Thursday, November 8, 2007

Condo Spaces Are Small


Our family home in southern Oregon is a spacious, ranch-style with a lot of space. So we have had no experience with small spaces.


We learned in short order that the scale of everything needs to be smaller. Slender legs, non-bulky designs and no clutter. That means not an extra piece of furniture or whimsey to make it really work.
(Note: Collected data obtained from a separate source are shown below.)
PR #6720, opened 2018-03-30
Fixes autodiscover's appender configuration example

ph:
The current `YAML` representation in the configuration is invalid, this
PR fixes the alignment.

Reported in https://discuss.elastic.co/t/filebeat-autodiscovery-appenders/126009

@exekias @vjsamuel I think this should be correct format from what I see in the code?

### DIFF
--- a/libbeat/docs/shared-autodiscover.asciidoc
+++ b/libbeat/docs/shared-autodiscover.asciidoc
@@ -157,9 +157,9 @@ metricbeat.autodiscover:
         ...
   appenders:
     - type: config
-      - condition.equals:
-          kubernetes.labels.app: "prometheus"
-        config:
-          fields:
-            type: monitoring
+      condition.equals:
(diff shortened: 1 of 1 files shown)


ph:
Orignal PR with the documentation: https://github.com/elastic/beats/pull/6469

ph:
added @vjsamuel to the description :)

ruflin:
@vjsamuel Why do we have the `CoditionConfig` in the AppenderConfig struct 

https://github.com/elastic/beats/blob/fbc61e82107563d211ab23747902e0ad9b29d656/libbeat/autodiscover/config.go#L26

an also in the appender config:

https://github.com/elastic/beats/blob/fbc61e82107563d211ab23747902e0ad9b29d656/libbeat/autodiscover/appenders/config/config.go#L20

Do we need both?

PR #6721, opened 2018-03-30
support revision overrides for notice generation

graphaelli:
To support elastic/apm-server#460 - NOTICE there has revisions pointing to beats rather than the original dependencies, since they are transitive and govendor doesn't preserve that information.  This change should have no impact on beats directly.


ph:
This will need to be in 6.x too.

PR #353, opened 2017-11-08
EKF: use int cast for XeY to avoid float casting of variables

ChristophTobler:
The default type for XeY is float

### DIFF
--- a/EKF/RingBuffer.h
+++ b/EKF/RingBuffer.h
@@ -130,7 +130,7 @@ public:
 			int index = (_head - i);
 			index = index < 0 ? _size + index : index;
 
-			if (timestamp >= _buffer[index].time_us && timestamp - _buffer[index].time_us < 100000) {
+			if (timestamp >= _buffer[index].time_us && timestamp - _buffer[index].time_us < (uint64_t)1e5) {
 
 				// TODO Re-evaluate the static cast and usage patterns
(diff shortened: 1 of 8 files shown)


EKF/RingBuffer.h
```diff
@@ -130,7 +130,7 @@ class RingBuffer
 			int index = (_head - i);
 			index = index < 0 ? _size + index : index;
 
-			if (timestamp >= _buffer[index].time_us && timestamp - _buffer[index].time_us < 100000) {
+			if (timestamp >= _buffer[index].time_us && timestamp - _buffer[index].time_us < (int)1e5) {
```
bkueng: The timestamps I see are `uint64_t`, so we should cast to that.
And we need to be careful not to lose accuracy, but it's fine in these cases here.

ChristophTobler:
@bkueng changed it to `uint64_t`

EKF/RingBuffer.h
MaEtUgR: **I agree** because it's theoretically correct although it doesn't change the compile output in the online tool. I assume the compiler chooses the "bigger" of the two data types to do the comparison.

(And **if it would not**, there needs to be a >35 minutes time difference to break it. Would be a nasty bug to find.)

MaEtUgR:
Looks good.
@bkueng How about we introduce a define for this generally in PX4? Something like `#define US(a) (long int)(a * 1e6)`
It works nice even with fractions of seconds: https://godbolt.org/g/z8F8Se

After visiting too many furniture stores and facing daunting choices, we engaged the services of a designer. Another lesson, that. Our first experience was not a satisfying one. The designer turned out to be more accurately a window-covering specialist - though she professed to deliver the whole nine yards. We paid her for an hour or two and parted company, after she revealed she couldn't draw and offered some suggestions that did not fit with our expectations. In retrospect, our interviewing process was flawed. Real interior designers have degrees in design, professional certification, and most can render their ideas in some sort of draft layout.
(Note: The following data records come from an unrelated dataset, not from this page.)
Issue #352, opened 2017-11-08
Yaw error growth after in-flight alignment causes loss of global position


priseborough:
Fault detected in the following FW log: https://review.px4.io/plot_app?log=298fa694-516a-4d76-9d18-a5137adbc0d7

Flight code was flown was forked from https://github.com/PX4/Firmware/commit/5a17f6b2d576e19cbc22f463b08d572667de7b08

Vehicle was launched and develops a 1 rad yaw error after the inflight yaw alignment.

![screen shot 2017-11-08 at 2 03 09 pm](https://user-images.githubusercontent.com/3596952/32529614-94485de4-c48d-11e7-825f-707237731817.png)

The learned mag fields have a large step change when the in-flight yaw reset is performed and the mag field strength is fairly constant:

![screen shot 2017-11-08 at 2 08 24 pm](https://user-images.githubusercontent.com/3596952/32529747-55f13574-c48e-11e7-8e63-675927cba456.png)

The log is good quality and the loss of navigation after takeoff is reproduced during replay. 

![screen shot 2017-11-08 at 2 10 38 pm](https://user-images.githubusercontent.com/3596952/32529807-a7270180-c48e-11e7-9c68-90e69a4f6584.png)

Reducing the magnetic field state variance from the parameter derived value of sq(0.05) to sq(0.001) prevents the buildup in yaw error and subsequent rejection of GPS observations.

![screen shot 2017-11-08 at 2 11 53 pm](https://user-images.githubusercontent.com/3596952/32529836-cd8035fe-c48e-11e7-9e11-bccb084b8d15.png)

Reducing the assumed heading uncertainty after reset from the default value of 0.3 rad to 0.05 rad also eliminated the loss of navigation.

![screen shot 2017-11-08 at 2 17 23 pm](https://user-images.githubusercontent.com/3596952/32529964-8fc22456-c48f-11e7-955e-75c190e61b93.png)

The initial state variances appear to be set to too high a value during the reset.

priseborough:
After reviewing the code and testing hypothesis using replay of the log, it is likely that this was caused by a combination of transient sensor errors and the simultaneous reset the magnetic field and quaternion states and their corresponding covariances. I have created a branch to test changes here: https://github.com/PX4/ecl/tree/ekfMagYawReset-wip which implements the following fixes that should reduce the likelihood of this condition occurring for both RW and FW vehicle types:

[...]

PR #354, opened 2017-11-09
Prevent loss of navigation accuracy after in-flight mag yaw alignment

priseborough:
Fixes https://github.com/PX4/ecl/issues/352

See issue for explanation and preliminary test results using replay of FW logs.

The RW testing is still outstanding and will be completed tomorrow.

### DIFF
--- a/EKF/ekf_helper.cpp
+++ b/EKF/ekf_helper.cpp
@@ -56,8 +56,12 @@ bool Ekf::resetVelocity()
 		// this reset is only called if we have new gps data at the fusion time horizon
 		_state.vel = _gps_sample_delayed.vel;
 
+		// use GPS accuracy to reset variances
+		setDiag(P,4,6,sq(_gps_sample_delayed.sacc));
+
 	} else if (_control_status.flags.opt_flow || _control_status.flags.ev_pos) {
 		_state.vel.setZero();
+		zeroOffDiag(P,4,6);
 
 	} else {
 		return false;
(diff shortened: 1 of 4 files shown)


dagar:
The CI failures are real.

priseborough:
OK, I have explicitly declared a dynamically sized array which has fixed it.

EKF/ekf_helper.cpp
```diff
@@ -1215,9 +1215,17 @@ void Ekf::zeroCols(float (&cov_mat)[_k_num_states][_k_num_states], uint8_t first
...
 {
-	// store diagonals
+	if (first > last) {
+		return;
+	}
+
+	// create dynamically sized array to save diagonal elemnets
+	const uint8_t array_size = last-first+1;
+	float * variances;
+	variances = new float [array_size];
```
dagar: You'd need to delete variances when you're done with it. How about stack allocating `float variances[_k_num_states]` instead? I think a bit of wasted stack is better than a dynamic allocation.

priseborough:
SITL testing of RW flight with a 0.1Ga bias on the X magnetometer axis showed that the practice of using heading fusion to constrain yaw drift while the filed estimates were stabilising made the recovery from mag bias errors slower because the mag heading fusion was 'fighting' the change in yaw from the GPS observations and vehicle motion. This has been addressed by https://github.com/PX4/ecl/pull/354/commits/3f35ad9a76941b238b1d6e44004a7413efa98682

priseborough:
RW testing has been performed with replay of https://logs.px4.io/plot_app?log=78676267-73d6-4588-a4a1-1cfa1dd30af0

Nominal configuration

screen shot 2017-11-10 at 11 26 50 am

Addition of 0.15Ga bias to mag Y axis

screen shot 2017-11-10 at 11 32 07 am

screen shot 2017-11-10 at 11 32 24 am

priseborough:
Tested on a RW vehicle here: https://logs.px4.io/plot_app?log=2b25ce95-28ea-4636-b7b2-db1bd35084f1

priseborough:
Rebased

Antiheavy:
@priseborough we did some fixed wing test flights with this PR rolled in (logs below).  The aircraft flew great on all flights, but looking at the logs there are some EKF Yaw/Airspeed innovation check bits during the flights - anything to do with this PR or do you think it is something else?:
image

2 flights:
https://review.px4.io/plot_app?log=fe5f07bc-93ba-4ca1-a99d-fd3437847e7d

2 flights:
https://review.px4.io/plot_app?log=8757a903-70cd-4d79-9073-1f43707b4a51

dagar:
I took a quick look at the first log and these are airspeed innovation test failures, not yaw.

image

I'll ask if we can get them displayed differently in flight review.
 https://github.com/PX4/flight_review/issues/70

Antiheavy:
Thanks @dagar .  I bet our pitot tube is reading low due to the proximity of the static ports to the leading edge of our wing.  We will gather more data and possibly look into an improved calibration.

With that ephiphany, we went back to the data; did some more interviewing, and hired Amanda Klash & her partner Emma Davis at Montgomery Kalsh. We have developed a good relationship with these two professionals and our project is moving forward at long last. Amanda helped us select and order the appropriate window coverings, a woven-wood product, and her installer just got them up a few days ago. Working with Amanda, Emma designed a layout for the space, speced-out some furniture pieces and deisgned us a sectional for local manufacture when we couldn't find an appropriate retail product. We'll have that piece in about three weeks, with any luck at all.